PR #19542, opened 2026-01-23
[WFLY-19808] Bump AJP_ALLOWED_REQUEST_ATTRIBUTES_PATTERN to Default s…

baranowb:
…tability
Issue: https://issues.redhat.com/browse/WFLY-19808
Obsoletes: https://github.com/wildfly/wildfly/pull/18284
RFE https://issues.redhat.com/browse/EAP7-1836
Proposal: https://github.com/wildfly/wildfly-proposals/pull/615

### DIFF
--- a/undertow/src/main/java/org/wildfly/extension/undertow/AjpListenerResourceDefinition.java
+++ b/undertow/src/main/java/org/wildfly/extension/undertow/AjpListenerResourceDefinition.java
@@ -22,7 +22,6 @@ import org.jboss.as.controller.SimpleResourceDefinition;
 import org.jboss.as.controller.client.helpers.MeasurementUnit;
 import org.jboss.as.controller.operations.validation.IntRangeValidator;
 import org.jboss.as.controller.registry.AttributeAccess;
-import org.jboss.as.version.Stability;
 import org.jboss.dmr.ModelNode;
 import org.jboss.dmr.ModelType;
 import org.wildfly.extension.io.OptionAttributeDefinition;
@@ -52,7 +51,6 @@ public class AjpListenerResourceDefinition extends ListenerResourceDefinition {
             .setRequired(false)
             .setAllowExpression(true)
             .setDefaultValue(null)
-            .setStability(Stability.COMMUNITY)
             .build();
 
     static final List<AttributeDefinition> ATTRIBUTES = List.of(SCHEME, REDIRECT_SOCKET, MAX_AJP_PACKET_SIZE, ALLOWED_REQUEST_ATTRIBUTES_PATTERN);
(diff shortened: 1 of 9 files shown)


undertow/src/main/java/org/wildfly/extension/undertow/AjpListenerResourceDefinition.java
```diff
@@ -52,7 +52,7 @@ public class AjpListenerResourceDefinition extends ListenerResourceDefinition {
             .setRequired(false)
             .setAllowExpression(true)
             .setDefaultValue(null)
-            .setStability(Stability.COMMUNITY)
+            .setStability(Stability.DEFAULT)
```
rhusar: No need to explicitly set DEFAULT stability as this is the default stability (see org.jboss.as.controller.AbstractAttributeDefinitionBuilder#AbstractAttributeDefinitionBuilder(java.lang.String, org.jboss.dmr.ModelType, boolean)), just remove this line.

rhusar (changes requested):

rhusar (changes requested):
I think this is missing a bunch of process stuff?

proposal is not linked from the PR
proposal not approved by outside-perspective
PR not approved by outside-perspective

istraka:
No issues discovered in QE testing, LGTM.

fl4via (commented):
I am wondering if we do we have to bump to 15, or if we shouldn't we just move from 14 Stability.COMMUNITY, to plain, default, 14?

baranowb:
@bstansberry  ^^ I have no idea about above question.

bstansberry:
@fl4via @baranowb The version needs to be 15. Version 14 at default stability  (i.e. urn:jboss:domain:undertow:14.0) exists since WildFly 28.

Keep in mind that that the normal pattern of these schemas, for a given ##.# version (e.g. 14.0), a urn:jboss:domain:undertow:community:##.# schema is ADDITIVE to urn:jboss:domain:undertow:##.# and a urn:jboss:domain:undertow:preview:##.# schema is ADDITIVE to urn:jboss:domain:undertow:community:##.#.

The schemas for the lower stability levels include new things that are not present in the schemas for the higher stability levels.

NOTE: if we introduce a new thing in 15.0 default that isn't in 14 community or 14 preview, we are going to have to publish a 15 community and 15 preview so we have a schemas that include both the new thing and the existing unpromoted 'preview' and 'community' stuff.

We don't have to introduce those *right now* though because this 'allowed-request-attributes-pattern' xml attribute already exists in 14.community and 14.preview. Someone with a config document that uses those namespaces can validly use the attribute.

bstansberry (changes requested):
@baranowb OTOH UndertowSubsystemModel needs to be updated with a new VERSION_15_0_0 and UndertowSubsystemTransformerTestCase needs to be updated to test transformation to the 14 version. 

I sent you https://github.com/baranowb/wildfly/pull/2 to implement that.

bstansberry (approved):

bstansberry:
Thanks @baranowb @istraka @fl4via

Task description:
The whole listing above needs to be written out again exactly.

Problem solution:
PR #19542, opened 2026-01-23
[WFLY-19808] Bump AJP_ALLOWED_REQUEST_ATTRIBUTES_PATTERN to Default s…

baranowb:
…tability
Issue: https://issues.redhat.com/browse/WFLY-19808
Obsoletes: https://github.com/wildfly/wildfly/pull/18284
RFE https://issues.redhat.com/browse/EAP7-1836
Proposal: https://github.com/wildfly/wildfly-proposals/pull/615

### DIFF
--- a/undertow/src/main/java/org/wildfly/extension/undertow/AjpListenerResourceDefinition.java
+++ b/undertow/src/main/java/org/wildfly/extension/undertow/AjpListenerResourceDefinition.java
@@ -22,7 +22,6 @@ import org.jboss.as.controller.SimpleResourceDefinition;
 import org.jboss.as.controller.client.helpers.MeasurementUnit;
 import org.jboss.as.controller.operations.validation.IntRangeValidator;
 import org.jboss.as.controller.registry.AttributeAccess;
-import org.jboss.as.version.Stability;
 import org.jboss.dmr.ModelNode;
 import org.jboss.dmr.ModelType;
 import org.wildfly.extension.io.OptionAttributeDefinition;
@@ -52,7 +51,6 @@ public class AjpListenerResourceDefinition extends ListenerResourceDefinition {
             .setRequired(false)
             .setAllowExpression(true)
             .setDefaultValue(null)
-            .setStability(Stability.COMMUNITY)
             .build();
 
     static final List<AttributeDefinition> ATTRIBUTES = List.of(SCHEME, REDIRECT_SOCKET, MAX_AJP_PACKET_SIZE, ALLOWED_REQUEST_ATTRIBUTES_PATTERN);
(diff shortened: 1 of 9 files shown)


undertow/src/main/java/org/wildfly/extension/undertow/AjpListenerResourceDefinition.java
```diff
@@ -52,7 +52,7 @@ public class AjpListenerResourceDefinition extends ListenerResourceDefinition {
             .setRequired(false)
             .setAllowExpression(true)
             .setDefaultValue(null)
-            .setStability(Stability.COMMUNITY)
+            .setStability(Stability.DEFAULT)
```
rhusar: No need to explicitly set DEFAULT stability as this is the default stability (see org.jboss.as.controller.AbstractAttributeDefinitionBuilder#AbstractAttributeDefinitionBuilder(java.lang.String, org.jboss.dmr.ModelType, boolean)), just remove this line.

rhusar (changes requested):

rhusar (changes requested):
I think this is missing a bunch of process stuff?

proposal is not linked from the PR
proposal not approved by outside-perspective
PR not approved by outside-perspective

istraka:
No issues discovered in QE testing, LGTM.

fl4via (commented):
I am wondering if we do we have to bump to 15, or if we shouldn't we just move from 14 Stability.COMMUNITY, to plain, default, 14?

baranowb:
@bstansberry  ^^ I have no idea about above question.

bstansberry:
@fl4via @baranowb The version needs to be 15. Version 14 at default stability  (i.e. urn:jboss:domain:undertow:14.0) exists since WildFly 28.

Keep in mind that that the normal pattern of these schemas, for a given ##.# version (e.g. 14.0), a urn:jboss:domain:undertow:community:##.# schema is ADDITIVE to urn:jboss:domain:undertow:##.# and a urn:jboss:domain:undertow:preview:##.# schema is ADDITIVE to urn:jboss:domain:undertow:community:##.#.

The schemas for the lower stability levels include new things that are not present in the schemas for the higher stability levels.

NOTE: if we introduce a new thing in 15.0 default that isn't in 14 community or 14 preview, we are going to have to publish a 15 community and 15 preview so we have a schemas that include both the new thing and the existing unpromoted 'preview' and 'community' stuff.

We don't have to introduce those *right now* though because this 'allowed-request-attributes-pattern' xml attribute already exists in 14.community and 14.preview. Someone with a config document that uses those namespaces can validly use the attribute.

bstansberry (changes requested):
@baranowb OTOH UndertowSubsystemModel needs to be updated with a new VERSION_15_0_0 and UndertowSubsystemTransformerTestCase needs to be updated to test transformation to the 14 version. 

I sent you https://github.com/baranowb/wildfly/pull/2 to implement that.

bstansberry (approved):

bstansberry:
Thanks @baranowb @istraka @fl4via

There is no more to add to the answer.